One of the most unique aspects of the Rare Disease Clinical Research Grants is the mandate to collaborate with a patient advocacy group. “We have noticed that, in order to have a successful research program for rare diseases, we need the involvement of patient advocacy groups. These groups are essential to help with patient recruitment and to act as liaisons between researchers and the group’s constituency of patients and their families,” Dr. Groft said.
In fact, a Coalition of Patient Advocacy Groups has been formed as an arm of the Rare Disease Clinical Research Network.
“The role of advocacy groups has really matured over the last several years,” Dr. Gropman said. “I work closely with an amazing advocacy group in the Urea Cycle Disorders Consortium. They have gone from a grassroots support of families to major partners in research.”
Dr. Gropman credits the group with raising important clinical questions that only those living with affected individuals might be aware of, educating patients and their families about the importance of participation in clinical trials, as well providing financial support and finding philanthropic partners.
“Patient advocates have a vested interest in moving the clinical research process along,” she said.
Another new initiative to facilitate funding for rare diseases is the R.A.R.E. (Rare Disease Advocacy, Research, and Education) Project’s Global Genes Fund, a Web site in development that aims to serve as a clearinghouse for rare disease philanthropy.
“As long as the rare disease community works in their separate disease silos, we can only get so far. ... If we can bring the community together and not focus on an individual disease, we can create a unifying campaign and rare diseases then becomes a huge public health issue, larger than the U.S. AIDS community and equal to that of breast cancer,” said Nicole Boice, founder and president of R.A.R.E.
One part of the Global Genes Fund, which is set to launch in the second quarter of 2011, will showcase innovative scientific research projects that individuals or businesses can contribute to, in donations as small as $25. Initially, Ms. Boice expects to focus on 10-20 research projects.
“As the platform grows and is successful at securing funding, this will catalyze this type of innovative funding,” she said.

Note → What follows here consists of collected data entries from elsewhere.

PR #278, opened 2020-09-16
quickPrimateRecon fixes, reorganization, and testing

rimangan:
quickPrimateRecon, which performs estimation of the HCA from a five way alignment of primates, was reorganized, with its internal functions moved from the cmd itself to the reconstruct package. Some edits were made to how estimations of messy bases were made, with the messyToN argument added. Also, I have written a testing function for it in case any future updates break the existing functionality.

### DIFF
--- a/cmd/quickPrimateRecon/quickPrimateRecon.go
+++ b/cmd/quickPrimateRecon/quickPrimateRecon.go
@@ -3,108 +3,18 @@ package main
 import (
 	"flag"
 	"fmt"
-	"github.com/vertgenlab/gonomics/dna"
 	"github.com/vertgenlab/gonomics/fasta"
+	"github.com/vertgenlab/gonomics/reconstruct"
 	"log"
 )
 
-func quickPrimateRecon(infile string, outfile string) {
+func quickPrimateRecon(infile string, outfile string, messyToN bool) {
 	records := fasta.Read(infile)
-	outputRecord := &fasta.Fasta{Name: "Human_Chimp_Ancestor"}
-
-	var outputBase dna.Base
-
-	if len(records) != 5 {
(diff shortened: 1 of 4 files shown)


edotau (approved):

cmd/quickPrimateRecon/quickPrimateRecon.go
```diff
@@ -130,5 +41,5 @@ func main() {
 	inFile := flag.Arg(0)
 	outFile := flag.Arg(1)
 
-	quickPrimateRecon(inFile, outFile)
+	quickPrimateRecon(inFile, outFile, *messyToN)
```
DanielSnellings, line 44: It seems like this function is expecting the infile to have primate sequences in a specific order based on how they are being assigned to variables (looks like human -> bonobo -> chimp -> orangutan -> gorilla). If this is true, it might be worth putting this in the usage message.

craiglowe: This is a good point.  Not needed for this checkin, but maybe a more robust way would be to pass in a map of fasta sequences keyed on the name of the fasta record that is expected to be certain things "human", "chimp", etc?

reconstruct/primateRecon_test.go
```diff
@@ -0,0 +1,30 @@
+package reconstruct
```
craiglowe, line 1: Great idea to put this in reconstruct and have some tests.  Wonderful!

craiglowe (approved):
Looks great!  Might be good to think about how the code expects a certain order that could lead to some bugs that are hard to detect.  Maybe a map key'ed on the seq name would be more robust?

DanielSnellings (approved):

cfauci (approved):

Using Neurogenetics in Practice
Genetic testing can be helpful for diagnosing some neurologic disorders, but there is a “bewildering” maze of tests available, Dr. Gropman said. Vendors have put together pre-determined panels for whole exome sequencing of some disorders, such as spinal cerebellar ataxia or disorders associated with mental disabilities.
“Using a panel, you can test for a number of different genes simultaneously, but you cannot separate them,” she said.
Also coming to market are “designer” panels that allow clinicians to pick and choose which genes to target, but they require knowing a priori which mutation to focus on.
“While the technology has exploded, knowing which test to order can be baffling for many clinicians who do not have extensive backgrounds in genetics. If we find a variant but don’t know its significance, it opens up a diagnostic conundrum,” Dr. Gropman said. The field is still in flux, so many other questions must be resolved, such as how to deal with difficult or unanticipated results and whether technology and interpretation need to be standardized.
Genotyping is not just a black-and-white issue, according to Dr. Huentelman. In addition to the knowledge of a patient’s mutation status, genotyping results must also take into consideration the risk of developing clinical symptoms and the ethical and pragmatic issues that knowledge raises for patients and physicians.
As a first step, neurologists should begin educating themselves about the new technologies, potential applications, and shortcomings, by attending sessions on neurogenetics at annual professional meetings or more specialized conferences. While commercial vendors may provide varying degrees of advice about test selection, creating a professional relationship with a geneticist or genetic counselor might provide access to the most up-to-date information and options.
“You need someone fully entrenched in the field of human genetics,” said Dr. Huentelman, who advocates creating a genetics team to sort through the maze of data that can be generated by a genetic analysis.
As a specialist in translational medicine, Dr. Huentelman focuses on understanding the genetic cause of disease and then translating this information into new diagnostic tests and therapeutics. While new DNA sequencing methods are quickly making the first goal a reality, accomplishing the second goal still remains “hopes and dreams,” he said. The ultimate goal of genetic mapping is to personalize medicine by shifting clinical practice from that based on clinical symptoms to that tailored to an individual’s genetic make-up, but broad gaps in knowledge remain. The hope is to develop pharmaceuticals to correct the deficiency caused by a particular mutation or to use genetic testing to preselect patients who might benefit from a particular therapy, similar to the ongoing work on apolipoprotein E genotype status and Alzheimer’s disease.